On a side street on the way to visit the San Francisco convent, a young
boy asked for money. He was persistent and mildly annoying. We soon
named him 'the crying boy' because he mewled on and on in a kind of
fake crying way, but he didn't have the look of outright despair that
you often see in children of poorer countries. Some donated to his cause
and he seemed happy enough with that, possibly as much for the company
and activity as for the money he got. There were not a lot of tourists
about, but he found another group outside the San Francisco convent
and was off crying to them in a few moments time.
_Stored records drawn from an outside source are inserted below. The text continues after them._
PR #392, opened 2020-08-16
[WIP] Add GLM example with the Negative Binomial distribution.

geektoni:
This example is related to issue #386.

### DIFF
--- a/examples/plot_negative_binomial.py
+++ b/examples/plot_negative_binomial.py
@@ -1,0 +1,75 @@
+# -*- coding: utf-8 -*-
+"""
+=======================================
+GLM with Negative Binomial Distribution
+=======================================
+
+This is an example of GLM with negative binomial distribution.
+We wrote this example taking inspiration from the R community
+below
+https://stats.idre.ucla.edu/r/dae/negative-binomial-regression/
+
+Here, we would like to predict the days absence of high school
+juniors at two schools from there type of program they are enrolled,
+and their math score.
+"""
+
+########################################################
+
+# Author: Titipat Achakulvisut <my.titipat@gmail.com>
+#         Giovanni De Toni <giovanni.det@gmail.com>
+# License: MIT
+
+########################################################
+
+
+########################################################
+# Import relevance libraries
+
+import pandas as pd
+from pyglmnet import GLM
+
+from sklearn.model_selection import train_test_split
+
+import matplotlib.pyplot as plt
+
+########################################################
+# Read and preprocess data
+df = pd.read_stata("https://stats.idre.ucla.edu/stat/stata/dae/nb_data.dta")
+
+# Histogram of type of program they are enrolled
+df.hist(column='daysabs', by=['prog'])
+plt.show()
+
+# Print mean and standard deviation for each program enrolled
+df.groupby('prog').agg({'daysabs': ['mean', 'std']})
+
+########################################################
+# Feature
+X = df.drop('daysabs', axis=1)
+y = df['daysabs'].values
+
+# design matrix
+program_df = pd.get_dummies(df.prog)
+Xdsgn = pd.concat((df['math'], program_df.drop(3.0, axis=1)), axis=1).values
+
+# Split the dataset into training and test
+Xtrain, Xtest, ytrain, ytest = train_test_split(Xdsgn, y, test_size=0.2)
+
+########################################################
+# Fit the model using the GLM
+glm_neg_bino = GLM(distr='neg-binomial',
+                   alpha=0.0,
+                   reg_lambda=0.0,
+                   max_iter=10000,
+                   score_metric='pseudo_R2')
+glm_neg_bino.fit(Xtrain, ytrain)
+
+########################################################
+# Predict
+y_hat = glm_neg_bino.predict(Xtest)
+
+########################################################
+# Return the learned betas and the score
+print(glm_neg_bino.beta0_, glm_neg_bino.beta_)
+print(glm_neg_bino.score(Xtest, y_hat))


jasmainak:
Nice! can you explain somewhere why negative binomial is appropriate for this data?

geektoni:
> Nice! can you explain somewhere why negative binomial is appropriate for this data?

Sure. I'll expand the description of the example.

geektoni:
I think this is clearer now.

examples/plot_negative_binomial.py
```diff
@@ -0,0 +1,94 @@
...
+dispersion.
+"""
+
+########################################################
+
+# Author: Titipat Achakulvisut <my.titipat@gmail.com>
+#         Giovanni De Toni <giovanni.det@gmail.com>
+# License: MIT
+
+########################################################
```
jasmainak, line 39:
```suggestion
```

I can see where this is coming from but I suggest conforming to the other examples :-)

examples/plot_negative_binomial.py
```diff
@@ -0,0 +1,94 @@
...
+
+The Negative Binomial regression can be seen as a mixture of Poisson
+regression in which the mean of the Poisson distribution can be seen
+as a random variable drawn from a Gamma distribution.
+
+This gives us an extra parameter which can be used to account for the over
+dispersion.
+"""
+
+########################################################
```
jasmainak, line 33:
```suggestion
```

jasmainak:
Excellent! I am going to try the code out later this afternoon :-)

examples/plot_negative_binomial.py
geektoni: which examples are you referring to? I used as a model the ones inside `pyglmnet/examples` and they format things the same way :/

jasmainak: oh well, you are right :-) It's different from other repositories I contribute to but I can live with it

jasmainak:
@geektoni I tried it. Something is off. When I plot the convergence:

```py
>>> glm_neg_bino.plot_convergence()
```

I see this plot:

convergence

it should go down monotonically

this could explain why we don't see comparable results

examples/plot_negative_binomial.py
```diff
@@ -0,0 +1,92 @@
...
+# design matrix
+program_df = pd.get_dummies(df.prog)
+Xdsgn = pd.concat((df['math'], program_df.drop(3.0, axis=1)), axis=1).values
+
+# Split the dataset into training and test
+Xtrain, Xtest, ytrain, ytest = train_test_split(Xdsgn, y, test_size=0.2)
+
+########################################################
+# Fit the model using the GLM
+glm_neg_bino = GLM(distr='neg-binomial',
```
jasmainak, line 78:
```suggestion
glm_nb = GLM(distr='neg-binomial',
```

examples/plot_negative_binomial.py
```diff
@@ -0,0 +1,92 @@
...
+# Feature
+X = df.drop('daysabs', axis=1)
+y = df['daysabs'].values
+
+# design matrix
+program_df = pd.get_dummies(df.prog)
+Xdsgn = pd.concat((df['math'], program_df.drop(3.0, axis=1)), axis=1).values
+
+# Split the dataset into training and test
+Xtrain, Xtest, ytrain, ytest = train_test_split(Xdsgn, y, test_size=0.2)
```
jasmainak, line 74: should we avoid doing the training/test split to mirror the R result as closely as possible?

examples/plot_negative_binomial.py
```diff
@@ -0,0 +1,92 @@
...
+from sklearn.model_selection import train_test_split
+
+import matplotlib.pyplot as plt
+
+########################################################
+# Read and preprocess data
+df = pd.read_stata("https://stats.idre.ucla.edu/stat/stata/dae/nb_data.dta")
+
+# Histogram of type of program they are enrolled
+df.hist(column='daysabs', by=['prog'])
```
jasmainak, line 55: possible to add labels to the plots rather than "1", "2", "3"?

pavanramkumar:
> it should go down monotonically
> 
> this could explain why we don't see comparable results

i saw the same issue in convergence plots when i tried to reproduce the R example. had to tweak (increase) learning rates to get it go down monotonically.

pavanramkumar:
showing poisson vs neg bin fits in our example could be useful. i also like this example: https://data.library.virginia.edu/getting-started-with-negative-binomial-regression-modeling/

it talks about where poisson assumptions are lacking and how neg bin could be a better choice.

jasmainak:
> i saw the same issue in convergence plots when i tried to reproduce the R example. had to tweak (increase) learning rates to get it go down monotonically.

that's a bit odd. I can imagine non-monotonic with larger learning rates but I don't understand why it would be the case for smaller learning rates?

jasmainak:
@geektoni I pushed a bunch of fixes. However, I noticed that the link function they use is log which is different from the one we use. So we can't really expect equivalent solutions. I'm wondering if we should wait on #390 to be merged and try with a log link function (should be a couple of lines of code). I think it would be a good validation exercise.

jasmainak:
> showing poisson vs neg bin fits in our example could be useful.

this is a great idea too!

geektoni:
> @geektoni I pushed a bunch of fixes. However, I noticed that the link function they use is log which is different from the one we use. So we can't really expect equivalent solutions. I'm wondering if we should wait on #390 to be merged and try with a log link function (should be a couple of lines of code). I think it would be a good validation exercise.

I guess we could add another example (besides this one) in which we show how to tweak an existing model to use a different link function. However, I remember that, at first, we tried coding the negative binomial with a `log` link function but we had some problems of numerical instability (e.g., nans when computing the gradients). 

I think it is fine if pyglmnet offers a model with a different link function than other libraries. We might not be able to compare everything one-to-one, but as long as the other tests/examples pass I think we can be fairly sure they do the same thing.

geektoni:
> > showing poisson vs neg bin fits in our example could be useful.
> 
> this is a great idea too!

I've added the Poisson regression to the example. As usual, it plots the learned betas and the convergence plot.

examples/plot_negative_binomial.py
geektoni: This is now updated such to show the program names instead (e.g., General, Vocational and Academic).

jasmainak:
@geektoni it might be really helpful to reproduce exactly an example from another source. I tried with log link by rebasing this branch against the `distribution` branch locally. But it didn't change much for me. You could also try the same.

geektoni:
> showing poisson vs neg bin fits in our example could be useful. i also like this example: https://data.library.virginia.edu/getting-started-with-negative-binomial-regression-modeling/
> 
> it talks about where poisson assumptions are lacking and how neg bin could be a better choice.

@jasmainak @pavanramkumar I have added another example taken from the link above. This time it seems to me that we are getting the same results!

jasmainak:
Sounds promising, I'm going to look more closely tomorrow :)

examples/plot_neg_binomial_homicide_victims.py
```diff
@@ -0,0 +1,114 @@
...
+             score_metric='pseudo_R2',
+             verbose=True,
+             max_iter=5000,
+             learning_rate=1e-1)
+glm_poisson.fit(Xdsgn, y)
+print(glm_poisson.beta0_, glm_poisson.beta_)
+
+########################################################
+# Plot convergence information for both negative binomial and poisson
+glm_nb.plot_convergence()
```
jasmainak, line 98: the learning rate seems too high ... this plot really should be monotonically decreasing and reach tol, otherwise you don't get the correct result

examples/plot_neg_binomial_homicide_victims.py
```diff
@@ -0,0 +1,114 @@
...
+# Fit the model using the Poisson regression instead
+glm_poisson = GLM(distr='poisson',
+             alpha=0.0,
+             reg_lambda=0.0,
+             score_metric='pseudo_R2',
+             verbose=True,
+             max_iter=5000,
+             learning_rate=1e-1)
+glm_poisson.fit(Xdsgn, y)
+print(glm_poisson.beta0_, glm_poisson.beta_)
```
jasmainak, line 94: so the coefficient seems to match for Poisson: 1.73 but not for NB. And the intercept is different. Am I missing something?

examples/plot_neg_binomial_homicide_victims.py
```diff
@@ -0,0 +1,114 @@
...
+#
+# The Poisson model outputs the predicted mean (and therefore variance) of the distribution.
+# However, we can see from the exploratory analysis that the observed standard deviations are much larger.
+# The Negative Binomal generates the same mean, but we can use the dispersion parameter to
+# compute a more accurate estimate of the standard deviations (for both white and black classes).
+#
+pred_nb = np.array(glm_nb.predict([[0], [1]]))
+pred_poisson =  np.array(glm_poisson.predict([[0], [1]]))
+print("")
+print("NB Predicted means+std (black/white): {}, {}".format(pred_nb, np.sqrt(pred_nb+(pred_nb**2)*1/0.20)))
```
jasmainak, line 113: not sure I follow where this expression comes from but I guess we can clarify this later. First step is to make sure we get the same results

jasmainak (commented):
@geektoni sorry for taking so long, it has been a busy week. I have a couple of questions. If required, you and me can do a quick skype in the coming week to push this forward. I would really love to see this in the repo!

PR #833, opened 2022-10-17
Introduce driver.execute_query

robsdedude:
Depending on 
 * https://github.com/neo4j-drivers/testkit/pull/531
 * https://github.com/neo4j-drivers/testkit/pull/540


docs/source/api.rst
```diff
@@ -151,7 +151,152 @@ Closing a driver will immediately shut down all connections in the pool.
     query, use :meth:`neo4j.Driver.verify_connectivity`.
 
 .. autoclass:: neo4j.Driver()
-   :members: session, encrypted, close, verify_connectivity, get_server_info
+    :members: session, query_bookmark_manager, encrypted, close,
+              verify_connectivity, get_server_info
+
+    .. method:: execute_query(query, parameters=None,routing=neo4j.RoutingControl.WRITERS, database=None, impersonated_user=None, bookmark_manager=self.query_bookmark_manager, result_transformer=Result.to_eager_result, **kwargs)
+
+        Execute a query inside a retired transaction and return all results.
```
bigmontz: I know it is quite difficult to explain it, but the transaction is not retired when the query is being executed.

neo4j/_async/driver.py
```diff
@@ -457,6 +485,249 @@ async def close(self) -> None:
...
+        self,
+        query: str,
+        parameters: t.Dict[str, t.Any] = None,
+        routing: T_RoutingControl = RoutingControl.WRITERS,
+        database: str = None,
+        impersonated_user: str = None,
+        bookmark_manager: t.Union[
+            AsyncBookmarkManager, BookmarkManager, None,
+            te.Literal[_DefaultEnum.default]
+        ] = _default,
```
bigmontz: Why do not use the `...` instead of the `_default`?

neo4j/_async/driver.py
```diff
@@ -457,6 +485,249 @@ async def close(self) -> None:
...
+
+        with warnings.catch_warnings():
+            warnings.filterwarnings("ignore",
+                                    message=r".*\bbookmark_manager\b.*",
+                                    category=ExperimentalWarning)
+            session = self.session(database=database,
+                                   impersonated_user=impersonated_user,
+                                   bookmark_manager=bookmark_manager)
+        async with session:
+            # TODO: test all examples in the docstring
```
bigmontz: Has this todo been addressed?

neo4j/_async/work/result.py
```diff
@@ -581,6 +585,28 @@ async def data(self, *keys: _T_ResultKey) -> t.List[t.Any]:
         """
         return [record.data(*keys) async for record in self]
 
+    async def to_eager_result(self) -> EagerResult:
```
bigmontz: I might be an approach useful for other drivers. I don't know if will be that much for JS, since you can get `records` and `summary` using the statement `const { records,  summary } = await session.run(...)`. However, it could be interesting for drivers which don't have a way of getting the full records list and the summary in one single call.

bigmontz (approved):
🥇 

(Just minor comments)

neo4j/_async/driver.py
robsdedude: I actually did this in my first design but there is no typing support for such a function signature. https://github.com/python/mypy/issues/7818 https://github.com/python/typing/issues/684 So I came up with this (not so nice) workaround.

neo4j/_async/driver.py
robsdedude: Nope. Good spot, thanks!

docs/source/api.rst
robsdedude: Style guide for python docstrings demands the first paragraph (summary) to be one line. I guess I could change it to `managed transaction` and do some further explaining in the body of the docstring.

docs/source/api.rst
```diff
@@ -151,7 +151,165 @@ Closing a driver will immediately shut down all connections in the pool.
...
+            with a single underscore. This is to avoid collisions with the
+            keyword configuration parameters of this method. If you need to
+            pass such a parameter, use the ``parameters_`` parameter instead.
+            These take precedence over parameters passed as ``parameters_``.
+        :type kwargs: typing.Any
+
+        :returns: the result of the ``result_transformer``
+        :rtype: T
+
+        .. versionadded:: 5.2
```
robsdedude: :warning: before merging: make sure to adjust all of these!

docs/source/api.rst
```diff
@@ -151,7 +151,165 @@ Closing a driver will immediately shut down all connections in the pool.
     query, use :meth:`neo4j.Driver.verify_connectivity`.
 
 .. autoclass:: neo4j.Driver()
-   :members: session, encrypted, close, verify_connectivity, get_server_info
+    :members: session, query_bookmark_manager, encrypted, close,
+              verify_connectivity, get_server_info
+
+    .. method:: execute_query(query, parameters=None,routing=neo4j.RoutingControl.WRITERS, database=None, impersonated_user=None, bookmark_manager=self.query_bookmark_manager, result_transformer=Result.to_eager_result, **kwargs)
```
stefano-ottolenghi: Can we have a `:raises:` field? Or does it raise too many different exceptions?

robsdedude: There are plenty of errors this can raise. Here are the one's I can think of on the spot
 * `Neo4jError` (or any sub-class) - anything the server complains about
 * `SessionExpired`, `ServiceUnavailable` (or any sub-class) - lost/couldn't establish connectivity (after the retries this API includes)
 * `ConfigurationError` `TypeError` `ValueError` (maybe even `IndexError`?) - invalid configuration/parameters or trying to use a feature that's too new for the server you're connected to
 * `BoltError` (or any sub-class; internal error class you shouldn't ever encounter) - the server violated the protocol
 
 There might be more that I can't think of right now. My conclusion:
 * All of there errors are fatal (there is pretty much no benefit in giving them different treatment). The user might as well just catch any exception, maybe log it or whatever they feel doing, and then give up (that could mean crash, surface some error to the end-user, whatever is suitable). Plus maybe fixing their code afterwards.
 * I can hardly give any guarantees what errors this method can raise as it pretty much exercises the whole stack of the driver. It's highly likely that I'll forget some corner of the driver and, even if not, that this piece of documentation will unsync sooner or later as it's so far up the abstraction stack.
 
 So much for why I didn't include it. If you think it'd be helpful nonetheless, we can make it happen.

stefano-ottolenghi: > The user might as well just catch any exception

:+1:

bigmontz (approved):
🌵 🌵 🌵

PR #836, opened 2022-10-18
Improve keyword query parameters

robsdedude:
* API docs: clarify precedence between keyword and dict query parameters
 * Fix: parameters of internal functions could clash with keyword parameters. E.g., `db` and `imp_user` could not be used as keyword query parameters causing a not necessarily easy to understand error message. This got fixed by merging keyword and dict parameters at the top-most level.

Backport of https://github.com/neo4j/neo4j-python-driver/pull/835

### DIFF
--- a/neo4j/work/result.py
+++ b/neo4j/work/result.py
@@ -63,21 +63,19 @@ class Result:
         else:
             return self._raw_qid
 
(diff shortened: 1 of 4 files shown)


bigmontz (approved):
🍎

(is there any test for checking the precedence?)

PR #837, opened 2022-10-20
Fix memoryviews not being closed

robsdedude:
In rare cases, `BufferError: Existing exports of data: object cannot be re-sized` could occur.


robsdedude:
Superseded by https://github.com/neo4j/neo4j-python-driver/pull/843

PR #838, opened 2022-10-21
API docs: remove options that were removed in 5.0

robsdedude:
`session_connection_timeout` and `update_routing_table_timeout` were introduced in 4.4.5, deprecated in 4.4.6, and removed in 5.0.0 as they were deemed to be superfluous. However, the 5.x docs did not reflect this.


bigmontz (approved):
😮

PR #856, opened 2022-11-15
Package `py.typed` marker file

robsdedude:
https://peps.python.org/pep-0561/#packaging-type-information for a little bit of context.

I just missed to bundle the marker file with the source distribution, effectively leaving the driver without typing...


thelonelyvulpes (approved):
🦆

bigmontz (approved):
⌨️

The San Francisco convent is dazzling. In comparison to the flat white
of the main cathedral, it is gorgeous Caribbean blue with white trim
that looks absolutely majestic in the sun. Combine that with the postcard
vistas of palm trees and volcanoes in the background and it was one
of the most picturesque places of our entire trip. We spent a long while
outside in the quiet sunset, looking at everything before finally heading
inside. The nave of the church was perhaps nothing special, more functional
than elaborate, but there was a lot to learn. A detailed mural depicting
the history of the country—complete with pre-Colombian warriors and
Spanish conquistadors—was on one wall of an inner courtyard, and a rose
garden, and finally a museum. It was a surprise to come across modern
display cases in the dusty rooms of the monastery.